EXERCISE GOAL:
Please copy each line from the entries that contains the string "dash".

+-------+

PR #2032, opened 2024-09-13
Edit In Excel: Fix metadata generation bug when caption name uses `en dash` instead of `em dash`

DenLilleMand:
#### Summary 
Apparently in the Norwegian translation and maybe other places captions use  `en dash` instead of the traditional `em dash`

+-------+

ANSWER TO THE EXERCISE:
Edit In Excel: Fix metadata generation bug when caption name uses `en dash` instead of `em dash`
Apparently in the Norwegian translation and maybe other places captions use  `en dash` instead of the traditional `em dash`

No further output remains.